**WORK INSTRUCTIONS:**
Filter these entries so that only lines with the word "also" remain.

**DATA FOR ANALYSIS:**
PR #2104, opened 2023-11-22
feat(RHINENG-1850): Filtering ungrouped hosts

gkarat:
Implements https://issues.redhat.com/browse/RHINENG-1850.

This updates the `useGroupFilter` hook to support the no group option. The /inventory and /groups/%id (in the Add systems modal) tables are updated and now allow users to filter out hosts that are not a part of any group.

⚠️ The option is disabled by default: this means it will not appear in other applications by default because non-HBI services do not yet support this feature.

## How to test

1. Go to /inventory or /groups/%id (in the Add systems modal) and check that you can filter out ungrouped hosts
2. Try to reload the page (/inventory only) and make sure that the filter is still there.

## Screenshots

image

### DIFF
--- a/src/components/InventoryGroups/Modals/AddSystemsToGroupModal.js
+++ b/src/components/InventoryGroups/Modals/AddSystemsToGroupModal.js
@@ -160,6 +160,7 @@ const AddSystemsToGroupModal = ({
       initialLoading={true}
       showTags
       showCentosVersions
+      showNoGroupOption
     />
   );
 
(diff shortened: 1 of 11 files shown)


mkholjuraev (commented):
Codewise LGTM, @gkarat let's resolve the conflicts and I will go through again and test functionality.

gkarat:
@mkholjuraev, conflict is resolved ✅

mkholjuraev (approved):
LGTM! 'No group' filter works great. 

I have noticed that sometimes when I first use the group filter and try to filter by the second option in the dropdown and click on group title not checkbox, filter does not get triggered. This is not related to your PR though and I am not 100% sure if it happens to me only or everyone.

gkarat:
@mkholjuraev, yeah, this issue is known. I will fix it soon

PR #2105, opened 2023-11-22
fix(ESSNTL-5418): Trim group name before validate

gkarat:
Fixes https://issues.redhat.com/browse/ESSNTL-5418.

## How to test

1. Go to /groups and click create a new group
2. Try to add a name of existing group and also add some whitespaces before/after the name
3. The modal should not allow you to create a group

### DIFF
--- a/src/components/InventoryGroups/Modals/CreateGroupModal.js
+++ b/src/components/InventoryGroups/Modals/CreateGroupModal.js
@@ -7,6 +7,15 @@ import { createGroup, validateGroupName } from '../utils/api';
 import { useDispatch } from 'react-redux';
 import awesomeDebouncePromise from 'awesome-debounce-promise';
 
+export const validate = async (value) => {
+  const results = await validateGroupName(value.trim());
+  if (results === true) {
+    throw 'Group name already exists';
+  }
+
+  return undefined;
+};
+
 const CreateGroupModal = ({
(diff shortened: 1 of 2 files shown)


src/components/InventoryGroups/Modals/CreateGroupModal.js
```diff
@@ -7,6 +7,15 @@ import { createGroup, validateGroupName } from '../utils/api';
 import { useDispatch } from 'react-redux';
 import awesomeDebouncePromise from 'awesome-debounce-promise';
 
+export const validate = async (value) => {
+  const results = await validateGroupName(value.trim());
+  if (results === true) {
+    throw 'Group name already exists';
+  }
+
+  return undefined;
```
mkholjuraev, line 16: Question: why would we need to return undefined explicitly?

mkholjuraev (approved):
LGTM! I have tried creating groups that had white space before and after, also with existing name. Modal did not allow me. Nice work!

src/components/InventoryGroups/Modals/CreateGroupModal.js
gkarat: This is the requirement of data-driven-forms. In order to mark that the validator succeeds, it shouldn't return nothing or just undefined 😄

PR #2107, opened 2023-11-23
fix(EntityTable): properly remove actions resolver when there is not …

mkholjuraev:
Properly removes actionsResolver when there is table is empty and 'No systems' empty state is shown. This fixes issues that happened with the advisor application when recommendation is disabled and then re-enabled the actionResolver was deleted unwantedly. Now, with the useMemo, it gets removed only when it is needed.

To test:
1. Run the app with advisor
2. Go to advisor recommendation detail page that has immutable systems
3. Disable recommendation using the actions dropdown in the header
4. Reenable the recommendation by using the 'Enable recommendation'. You can see it in the screenshot. This banner might not show up due to race condition in the API.
5. Observer that the table action in immutable systems table is always persent
6. Search for non existing systems so that you have empty state
7. observe that there is no action kebab in the table

### DIFF
--- a/src/components/InventoryTable/EntityTable.js
+++ b/src/components/InventoryTable/EntityTable.js
@@ -93,10 +93,15 @@ const EntityTable = ({
     direction: sortBy?.direction,
   };
 
-  delete tableProps.RowWrapper;
-  if (rows?.length === 0) {
-    delete tableProps.actionResolver;
-  }
+  const modifiedTableProps = useMemo(() => {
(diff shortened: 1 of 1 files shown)


gkarat (approved):
LGTM! Hardly could reproduce the bug TBH, but the PR fixes the issue. Thank you @mkholjuraev

mkholjuraev:
@gkarat thank you for the review. This was an edge case, but you know that @computercamplove is a pro to catch such cases :)

PR #2109, opened 2023-11-28
fix(RHINENG-3059): Fix padding issues for Inventory table

gkarat:
Fixes https://issues.redhat.com/browse/RHINENG-3059.

## Before

Screenshot 2023-11-28 at 13 56 13

Screenshot 2023-11-28 at 13 55 37

## After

**ANSWER TO THE EXERCISE:**
2. Try to add a name of existing group and also add some whitespaces before/after the name
LGTM! I have tried creating groups that had white space before and after, also with existing name. Modal did not allow me. Nice work!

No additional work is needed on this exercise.